Gold data can bring windfall

GST can help unmask irregularities.

By :  R Ayyappan
Update: 2018-01-25 00:18 GMT
Rs 2,000 crore worth gold and platinum imports were hidden by players in Kerala alone.

THIRUVANANTHAPURAM: To uncover hidden imports of gold, diamond and platinum, the State Goods and Services Tax Department need only to invoke the seventh verse of the Gospel of Mathew. “Seek and ye shall find”.

The GST Department has decided to open a long overdue channel of communication with national agencies like Central Board of Excise and Customs.

This will allow the state department to verify data with Central agencies and, if mismatches are detected, they can initiate revenue recovery proceedings.

It is officially estimated that gold and platinum imports worth nearly Rs 2,000 crore were being concealed annually by players operating in Kerala alone. If the GST Department comes upon a gold or platinum hoard that a dealer cannot account for, the entire cache can be considered a ‘deemed sale’ and GST imposed.

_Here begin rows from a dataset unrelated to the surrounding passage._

PR #115, opened 2019-04-24
Fix chromedriver 74.0's failure to scroll to reveal something covered by a position:fixed element

jrochkind:
As of Chrome/chromedriver 74.0, chromedriver will refuse to click on something
if it's covered up by something with "position: sticky", even if scrolling
could uncover it. Chromedriver will normally scroll to reveal something to click
on it, and chromedriver 73.0 handled it fine.

I think this is probably a chromedriver bug, but don't know how/where
to report it. For now, this is a workaround, we occasionally hackily scroll
to top so chromedriver can find whatever we wanted to click on, at random places
where it was failing otherwise.

### DIFF
--- a/spec/system/work/new_work_spec.rb
+++ b/spec/system/work/new_work_spec.rb
@@ -2,12 +2,22 @@ require 'rails_helper'
 require 'pp'
 
 RSpec.describe "New Work form", :logged_in_user, type: :system, js: true do
+
+  # As of Chrome/chromedriver 74.0, chromedriver will refuse to click on something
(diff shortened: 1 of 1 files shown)


jrochkind:
I did try to alert the chromedriver people, although I'm not really positive it's a chromedriver bug or issue. 

https://groups.google.com/forum/#!topic/chromedriver-users/0Pu-TPvlu18

Don't know how that listserv works, might not get any response, but felt like it was my duty to try to tell someone!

This information exchange route is also seen as a subtle way of mobilising more revenue for the state without burdening the common man.

Neither the earlier Commercial Sales Tax Department nor its new avatar, the GST department, has ever collected such details from any Central agency and had compiled a data bank. “It is this failure that has allowed dealers to get away with import suppression,” a top GST Department source said.

The data of import of gold, diamond and platinum by dealers with the director general of System and Management, Central Excise and Customs, it has been found, vastly differed from the details furnished by the dealer at the state level. “We just have to ask, through institutional bodies like the Regional Economic Intelligence Committee set up for information exchange, to secure the data.

Once we have the data, it will be easy for the department to pull up dealers or individuals who have concealed their imports and impose a penalty on them,” the official said.

The latest Comptroller and Auditor General report had revealed that six dealers in four assessment circles, half of them banks, had imported gold, diamond and platinum amounting to Rs 4,191.16 crore against which only Rs 496.69 crore was conceded. “The suppression of import purchase worked out to Rs 3,694.46 crore and the resultant short levy of tax, interest and penalty worked out to Rs 126.70 crore,” the report had pointed out.